* _PROVIDED DATA_:
——

PR #2783, opened 2020-09-11
Use `anyhow` for error handling

Turbo87:
see https://github.com/dtolnay/anyhow

This seems easier than defining our own `Error` enum, and it allows us to easily add additional context to the errors when they bubble up the stack. 

Since this is "application code" I assume that https://github.com/dtolnay/anyhow#comparison-to-thiserror applies and that `anyhow` is the better solution for us, compared to using something like `thiserror`.

r? @jtgeibel 

/cc @dtolnay


jtgeibel (approved):
This looks great to me! When I split these errors out from `AppError` I hoped to eventually pick a good library for this. This seems like a fine solution.

I'm going to wait to merge until after the next deploy, because we already have a huge backlog pending.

——

Copy every line above without altering a word.

* _ANSWER AREA_:
PR #2783, opened 2020-09-11
Use `anyhow` for error handling

Turbo87:
see https://github.com/dtolnay/anyhow

This seems easier than defining our own `Error` enum, and it allows us to easily add additional context to the errors when they bubble up the stack. 

Since this is "application code" I assume that https://github.com/dtolnay/anyhow#comparison-to-thiserror applies and that `anyhow` is the better solution for us, compared to using something like `thiserror`.

r? @jtgeibel 

/cc @dtolnay


jtgeibel (approved):
This looks great to me! When I split these errors out from `AppError` I hoped to eventually pick a good library for this. This seems like a fine solution.

I'm going to wait to merge until after the next deploy, because we already have a huge backlog pending.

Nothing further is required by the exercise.